Anyone who becomes known to people they haven’t met runs the
risk of becoming a lightning-rod for hate and disturbance. A pop singer is shot
dead in the USA; an MP in a small Yorkshire town. Rarely this happens to clergy
too, although when they are killed – unless it’s as a result of the kind of
random event that could befall anyone – it tends to be by someone they have met
and dealt with. I sometimes wonder whether that might happen to me one day,
though it doesn’t seem very likely.
You can’t stop unbalanced people being overcome by hate, and
attaching it to a particular figure. You can make it harder for them to do
anything very damaging with that hate.
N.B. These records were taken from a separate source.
PR #4587, opened 2023-05-22
MDEV-151: Add a facility to the UNFPA hierarchy

chris-pollard:
### Changes:

- Add a new record in the entity_hierarchy table with 'Saladak Dispensary' as child of Pohnpei District in UNFPA project.


chris-pollard:
Avoiding these types of migrations, chosen Over The Shoulder instead.

PR #4589, opened 2023-05-23
RN-835 Enforce up to date types

IgorNadj:
### Changes:

- Runs against the test db. If a migration is added and types are not re-generated the build fails.

Failing [build](https://app.codeship.com/projects/70159bc0-0dac-0138-fdcb-260b82737f4e/builds/2fddae2a-2b61-4a4d-8d9b-f65cb34e9af2?component=step_Validate_and_test_Db_Validation_Validate_types) example:
Screen Shot 2023-05-25 at 3 58 00 pm

Passing [build](https://app.codeship.com/projects/70159bc0-0dac-0138-fdcb-260b82737f4e/builds/2935a99d-74c0-4320-97d3-28330bb6c7d0?component=step_Validate_and_test_Validate_Validate_branch_name) example:
Screen Shot 2023-05-25 at 4 46 46 pm


packages/devops/ci/testing.env.encrypted
```diff
@@ -1,2 +1,2 @@
...
\ No newline at end of file
+xnpR6UV/QIrB5eKb7b0329V76cFEnWFSc8M9eEOPaYwdhW1TF20VKtu58Kj1LMzuaXGuZDr/jjIRBcLyfwkmS9kZSPC8+bEvf3aqrW1PSYLmqZI8jYSgxrcsvP/6/YoO9JEsxg0pu/WqkiXasPuY7DFXtVU3E9aBH4iFHpMV4FUIq2wEaQdJDsOkqIkpP2jSsgaWn6iKd7kViVAhGM930pNECmSeStYJ20TJS/7KPumHO5Jg5KbWIMtRWonPAMclI2/Z001cy0uIvy5zHRQ6gpS9eVtsv4m7mVwWVauBF5ZAPezNh7lzpLM/UxGNakO10z0pr7BZ6s6Bg8a7+mHvAv17QZgGOwaPmEZ92Y0zMALdwNYckJ9qnRaI0inOszWK6h1tIrIDvZM2kR+S63qO25bZgn4jajXmFeTJtHkPda9H2eh7Shd8wkatkfaQD+/Bngf3DYxfkUENC1z+xvrsss/gqEPD+lZpUhLUa9PbqqDuMPLxp2k/9DOn+qYXQVZB7bAZVpd+Kv8iyggyLl6uYln6iRJJJEIsHsS41ReHrYnOBDg3DXEAPHBGpnP8/gljtMkBA/H2aF3JZdItPU3auJAdDO4r0bTPK3iHNXftgsEew3I2+lNGKSKC65rfQ36yatXLoR06y+hz9/+HkZETn9L+oQoLTDXb91a/4dn5stRFYuhTNdJ6FpvhRGLnpVHEBOtWhdNjNnPYcs1UEUWeOjPkfthmV2O+NeLN+UUObA0D3qKNs3A/4M3DEwHOAWe5+0xC/jhCgGNBHUwOfmXxM07de5wYty2ieHkzHsZ6kZ9IEkT43Pck+hh7wJ5lLc3xP5L235Tx1pPBDN3uSESBH7U=
```
IgorNadj, line 2: Changed db name from `tupaia` to `tupaia_test`. Not sure how this was working before... e.g. entity-server's tests explicitly run against a database named `tupaia_test`.

packages/types/package.json
```diff
@@ -22,7 +22,8 @@
     "test": "echo \"No tests specified\" && exit 0",
     "generate": "yarn generate:models && yarn generate:schemas && yarn build",
     "generate:models": "ts-node generate-models.ts",
-    "generate:schemas": "ts-node generate-schemas.ts"
+    "generate:schemas": "ts-node generate-schemas.ts",
+    "assert-no-changes": "yarn generate:models --failOnChanges"
```
rohan-bes, line 26: Is there a reason we're only running this assertion against the models? Might be good to check if someone has changed any of the schema types and forgotten to update the schemas too

rohan-bes (approved):
Great stuff, thanks @IgorNadj.

Requesting changes to also validate if the schemas have changed, but pre-approving 👍

packages/types/package.json
IgorNadj: Yeah good point, I did consider this and I'm not 100% sure it's needed. Schemas are auto generated from models, so we would catch someone who ran generate:schemas instead of just generate, but that seems a little unlikely. Also the way I was trying to get it going, by doing a git diff was driving me nuts with how difficult it is to develop codeship steps locally 😢 Are you happy for us to go with this for now which should catch almost all cases?

packages/devops/ci/testing.env.encrypted
IgorNadj: Oh yeah I mean I'm not sure how it was creating the db with name tupaia_test before.

https://github.com/beyondessential/tupaia/blob/dev/packages/database/scripts/setupTestDatabase.sh#L16
Reading the script it should have been creating a db called tupaia not tupaia_test. Oh well, it's not important, just a curiosity.

packages/types/package.json
rohan-bes: > Schemas are auto generated from models

Schemas also come from raw types right? Eg. `@tupaia/types/src/types/request/**` So it's possible someone updated those but never re-ran `generate:schemas`

Instead of a git diff, is there a reason we can't use a similar `if (failOnChanges) read existing file and compare to new text` kind of logic?

All good if I'm missing something here, happy to just have the models validation for now and we can add schema validation if/when it becomes an issue and after we've switched to GHA 👍

IgorNadj: Yes correct. I was being lazy, added the check on schemas as well.

PR #4593, opened 2023-05-25
WAITP-1258: ui-chart-components ts filename and config

tcaiger:
### Changes:

- Renaming the files to make the upcoming PRs easier to read
- TS config setup


IgorNadj (approved):
Nice one!

PR #4598, opened 2023-05-28
[no-issue]: Move period type utils to tsutils

kael89:
Moving a few more of those across

### DIFF
--- a/packages/tsutils/src/period/period.ts
+++ b/packages/tsutils/src/period/period.ts
@@ -3,6 +3,20 @@
  * Copyright (c) 2017 - 2023 Beyond Essential Systems Pty Ltd
  */
 
+import { reduceToDictionary } from '@tupaia/utils';
+import get from 'lodash.get';
+
+type PeriodType = keyof typeof PERIOD_TYPES;
+
+interface PeriodTypeConfig {
+  format: string;
+  length: number;
+  granularityOrder: number;
+  displayFormat: string;
+  momentShorthand: string;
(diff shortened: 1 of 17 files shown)


packages/tsutils/src/period/period.ts
```diff
@@ -19,3 +34,111 @@ export const PERIOD_TYPES = {
   QUARTER, // e.g. '2018Q1'
   YEAR, // e.g. '2018'
 } as const;
+
+const NON_NUMERIC_PERIOD_TYPES = [WEEK, QUARTER];
```
kael89, line 38: Everything here (except for types) is copied over from `period.js` in `@tupaia/utils`

kael89:
@rohan-bes now that you are in the review flow, you may also want to have a look at this one too 🙃 

All good if you are already aware of it - it's not urgent! Just a bump in case it got lost in a pile of emails and notifications 😄

rohan-bes (approved):
Awesome stuff, thanks @kael89 💜 

Just a heads up, that we're planning on converting `@tupaia/utils` into a TS/JS hybrid package soon. At that point we're gonna combine `@tupaia/utils` and `@tupaia/tsutils`. It should make these kinds of changes heaps easier, since you don't need to update imports, just convert the file to TS 😁

kael89:
> 

Ah amazing, that makes a lot of sense! I'll hold off on further conversions for now then.

Happy to help convert the rest of utils to TS after that happens 🙂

To kill someone with a knife you have to
be very lucky, or really to know what you’re doing, and most unbalanced
individuals don’t; guns make it so much easier.
The character of the individual who dies, or the context,
makes a difference to what happens afterwards. Years ago Phyl Saville, the
President of the Priest’s House Museum Trust in Wimborne where I used to work,
was stabbed on her way to church one Sunday morning. It always felt to me as
though her gentle, tough, serene faith had already reached out to defuse the
evil of her death long before it had taken place. Other deaths are surrounded
by revenge and resentment and as a result the hatred escalates. Only lives
lived after the pattern of the Cross – whether by religious people or not –
can absorb evil and transform it into hope.